Dataset items:
┌──
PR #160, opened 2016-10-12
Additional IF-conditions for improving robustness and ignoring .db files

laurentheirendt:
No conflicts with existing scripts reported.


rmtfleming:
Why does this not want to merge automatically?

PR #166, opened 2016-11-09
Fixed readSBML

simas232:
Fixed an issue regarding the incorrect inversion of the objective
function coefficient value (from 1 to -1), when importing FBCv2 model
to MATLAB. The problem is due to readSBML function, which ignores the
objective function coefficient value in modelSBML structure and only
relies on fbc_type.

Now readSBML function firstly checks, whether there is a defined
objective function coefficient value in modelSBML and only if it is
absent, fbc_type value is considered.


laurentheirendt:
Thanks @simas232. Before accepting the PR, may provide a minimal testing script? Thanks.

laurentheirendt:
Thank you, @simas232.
└──
┌──
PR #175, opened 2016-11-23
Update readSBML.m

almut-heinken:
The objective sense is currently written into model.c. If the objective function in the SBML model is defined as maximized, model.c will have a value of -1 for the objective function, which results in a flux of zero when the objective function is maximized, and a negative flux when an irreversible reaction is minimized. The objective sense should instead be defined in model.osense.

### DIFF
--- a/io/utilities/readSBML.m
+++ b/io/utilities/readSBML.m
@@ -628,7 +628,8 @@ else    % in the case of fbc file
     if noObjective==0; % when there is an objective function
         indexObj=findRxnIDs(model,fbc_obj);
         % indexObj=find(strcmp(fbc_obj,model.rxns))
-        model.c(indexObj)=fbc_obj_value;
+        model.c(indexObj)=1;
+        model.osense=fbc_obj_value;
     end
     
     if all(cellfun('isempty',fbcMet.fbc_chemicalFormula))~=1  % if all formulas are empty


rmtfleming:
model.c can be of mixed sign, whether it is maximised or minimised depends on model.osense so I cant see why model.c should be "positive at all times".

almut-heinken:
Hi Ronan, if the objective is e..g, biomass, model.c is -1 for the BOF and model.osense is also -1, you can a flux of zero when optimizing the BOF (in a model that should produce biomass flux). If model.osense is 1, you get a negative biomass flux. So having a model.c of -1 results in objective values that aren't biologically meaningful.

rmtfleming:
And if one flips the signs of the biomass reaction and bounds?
└──
┌──
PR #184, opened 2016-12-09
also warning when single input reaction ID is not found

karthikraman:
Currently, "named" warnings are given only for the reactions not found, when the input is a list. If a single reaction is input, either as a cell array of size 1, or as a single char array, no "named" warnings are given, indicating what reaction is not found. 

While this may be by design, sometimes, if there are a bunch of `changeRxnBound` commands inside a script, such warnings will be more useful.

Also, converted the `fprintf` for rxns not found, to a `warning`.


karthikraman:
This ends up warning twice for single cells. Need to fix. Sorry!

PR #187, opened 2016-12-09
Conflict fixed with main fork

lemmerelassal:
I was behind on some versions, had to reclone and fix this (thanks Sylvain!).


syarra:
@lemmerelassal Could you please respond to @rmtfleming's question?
└──
▶ What to produce
Copy out each line of the entries above that holds "flux".

▶ Result for this exercise
The objective sense is currently written into model.c. If the objective function in the SBML model is defined as maximized, model.c will have a value of -1 for the objective function, which results in a flux of zero when the objective function is maximized, and a negative flux when an irreversible reaction is minimized. The objective sense should instead be defined in model.osense.
Hi Ronan, if the objective is e..g, biomass, model.c is -1 for the BOF and model.osense is also -1, you can a flux of zero when optimizing the BOF (in a model that should produce biomass flux). If model.osense is 1, you get a negative biomass flux. So having a model.c of -1 results in objective values that aren't biologically meaningful.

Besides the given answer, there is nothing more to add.